Preferably, single-platen CMP apparatus 10 includes a controller
that allows a variable down force to be applied to wafer carrier
30, allows wafer carrier 30 and platen 40 to be rotated at variable
and independent rates, and allows slurry and/or other materials to
be applied between the surface of semiconductor wafer 20 and
polishing pad 50. During operation, a preselected down force is
preferably applied to wafer carrier 30 to achieve a desired polish
pressure. Also during operation, wafer carrier 30 is preferably
rotated at a desired rate while platen 40 is preferably rotated in
an opposing direction at a desired rate. Preferably, a slurry
having a pH between about 3 and about 11 and comprised of slurry
particles having an average diameter of between about 20 and about
200 nanometers (nm) is present during polishing. More preferably,
the slurry particles are comprised of alumina. The combined action
of the down force of wafer carrier 30, the rotation of wafer
carrier 30 and platen 40 and polishing pad 50, and the chemical and
mechanical effects of the slurry combine to polish the surface of
semiconductor wafer 20.
[0038] According to the preferred embodiments of the present
invention, the CMP apparatus is a multi-platen CMP apparatus. A
multi-platen CMP apparatus comprises a plurality of individual
platens and their associated wafer carriers and polishing pads.

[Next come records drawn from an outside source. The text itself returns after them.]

PR #573, opened 2020-06-05
also package pkg-config files by default into baselibs. (bsc#1172563)

msmeissn:
pkg-config files are interesting for development, so include them here.

e.g. used by wine development of 32bit


mlschroe:
The 32bit packages generally will not work without their 64bit counterpart.

PR #579, opened 2020-06-29
Update build-vm to work with z/VM

azouhr:
z/VM has 4-digit hex numbers for devices.
- update build.data with this number
- map VM_SWAP to a real block device during build
- don't rely on non-persistent devices staying identical

### DIFF
--- a/obs-docker-support
+++ b/obs-docker-support
@@ -314,7 +314,11 @@ EOF
 }
 
 if test `id -u` != "0"; then
-    echo "obs-docker-support: not executed as root user!"
+    echo <<EOF
+obs-docker-support: not executed as root user!
+
+This can happen if your base container (see FROM line) is setting USER already, then builds in dependent container run as that user/group.
+EOF
     exit 1
 fi
 


build-vm
```diff
@@ -566,6 +566,14 @@ vm_detect_2nd_stage() {
 	    echo "resolved swap device $VM_SWAP to $i"
 	    VM_SWAP=$i
 	fi
+        # for zvm, there is just a 4-digig hex number
+            if (( 16#$VM_SWAP )); then
+                if test ${#VM_SWAP} -eq 4; then
```
adrianschroeter, line 571: this looks not like valid bash syntax.

Also some quotes to protect against invalid data seems to be missing

build-vm
```diff
@@ -1024,7 +1039,8 @@ vm_save_statistics() {
     test -e /dev/sda && device="sda"
     test -e /dev/vda && device="vda"
     test -e /dev/xvda && device="xvda"   # in newer XEN setups
-    test -e /dev/dasda && device="dasda" # in z/VM
+    # while there is dasda in z/VM, it can happen that dasda really is the swap device.
+    test -e /dev/dasda && device=$(ls /sys/bus/ccw/devices/0.0.${ZVM_VOLUME_ROOT}/block) # in z/VM
```
adrianschroeter, line 1043: why is the ls command needed here at all?

build-vm
```diff
@@ -566,6 +566,14 @@ vm_detect_2nd_stage() {
 	    echo "resolved swap device $VM_SWAP to $i"
 	    VM_SWAP=$i
 	fi
+        # for zvm, there is just a 4-digig hex number
+            if (( 16#$VM_SWAP )); then
+                if test ${#VM_SWAP} -eq 4; then
+                    sleep 1
+                    VM_SWAP="/dev/$(ls /sys/bus/ccw/devices/0.0.${VM_SWAP}/block/)1"
```
adrianschroeter, line 573: why is the ls command needed here at all?

build-vm
azouhr: hmm ... I actuallyl thought it might be nice to redirect the output to /dev/null, however the code works. First test is, if $VM_SWAP is a hex number, second is, if it has 4 digits:
> (( 16#1f )); echo $?
0
> (( 16#1g )); echo $?
bash: ((: 16#1g: value too great for base (error token is "16#1g")
1

> VM_SWAP=12345
> echo ${#VM_SWAP}
5

build-vm
azouhr: Unfortunately, the build worker skript is not clean with regards to VM_SWAP and VM_SWAPDEV. Therefore, I just set it at that point to the real device name as found in /sys.

build-vm
azouhr: When booting the worker guest, /dev/dasda or /dev/dasdb are not considered persitent devices. To have some kind of persistency, I use the (known) value of the SWAP device to determine the actual device name. Typically will also resolve to dasda, because it has the lower number.

PR #583, opened 2020-07-20
fix dependencies for Fedora 33

M0ses:
With Fedora 33 the POSIX perl module was split out of the perl package.

This patch addeds Requires and BuildRequires for the perl POSIX module.

### DIFF
--- a/dist/build.spec
+++ b/dist/build.spec
@@ -88,6 +88,12 @@ Requires:       %{__pkg_name}-mkbaselibs
 Recommends:     %{__pkg_name}-mkdrpms
 %endif
 
+# With fedora 33 the POSIX module was split out of the perl
+# package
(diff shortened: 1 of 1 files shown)


dist/build.spec
```diff
@@ -88,6 +88,13 @@ Requires:       %{__pkg_name}-mkbaselibs
 Recommends:     %{__pkg_name}-mkdrpms
 %endif
 
+# With fedora 33 the POSIX module was split out of the perl
+# package
+%if 0%{?fedora_version} >= 33
+BuildRequires: perl(POSIX)
+Requires: perl(POSIX)
+%endif
+
```
darix, line 97: Wouldn't it make sense to always require it? The perl packages should have provides for the intree copies of modules.

PR #584, opened 2020-07-27
support recursive kiwi profile usage

adrianschroeter:
lookup recursive, but avoid endless loop


adrianschroeter:
solved in a different way

PR #585, opened 2020-07-27
build-vm-kvm: on power8 with qemu-5.0 add cap-ccf-assist=off

bugfinder:


bugfinder:
tackling https://bugzilla.suse.com/show_bug.cgi?id=1174374

PR #587, opened 2020-07-30
createzyppdeps repo type is not set anymore, rpm-md is assumed default

adrianschroeter:
boo#1174708


mlandres:
You could as well test for the presence of a `repodata` dir (rpmmd) or a `content` file (yast). Otherwise it's proably a plaindir repo.

adrianschroeter:
we would need to add support for plain dirs first ....

mlandres:
Or let plaindir fail as it does now.

mlschroe:
Fixed in a different way.

PR #592, opened 2020-09-01
Modernize expanddeps

perlpunk:
* Use Getopt::Long (shorter, more readable)
* use defined-or //= (requires perl v5.10)
* Update Copyright


mlschroe:
Do we want to set `require_order` to stay compatible?

perlpunk:
Ok, I added `require_order`

adrianschroeter:
mls thought again and did not like that approach ... I am just the messenger, please shoot him

PR #593, opened 2020-09-01
Add Github Actions

perlpunk:


perlpunk:
for some reason it doesn't trigger a test run. will close and make another PR

perlpunk:
What do I need to do to get this accepted? :)

adrianschroeter:
we run the tests already as part of the package build and I do not really want to get blocked by a ubuntu only test...
IMHO we should finish the obs integration in first place to test all platforms and not only one which is less interessting for us ...

perlpunk:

Multi-platen CMP apparatuses allow for the processing of multiple
wafers in parallel or in series. For example, a three-platen CMP
apparatus could be used to process three wafers in parallel at
three times the throughput of a single-platen CMP apparatus. Such
an arrangement would typically use the same slurry, down force and
rotation rates on each of the three platens. Alternatively, where
multiple CMP processes must be performed on each wafer, a
multi-platen apparatus may be used to process wafers in series. For
example, a three-platen CMP apparatus could be used to process
three wafers in series wherein the wafer on the first platen is
subjected to a first CMP process, the wafer on the second platen is
subjected to a second CMP process, and the wafer on the third
platen is subjected to a third CMP process. Such an arrangement
would frequently use different slurries, down forces and/or
rotation rates on each of the three platens depending on the nature
of the individual CMP processes. The preferred embodiments of the
present invention employ a three-platen CMP process.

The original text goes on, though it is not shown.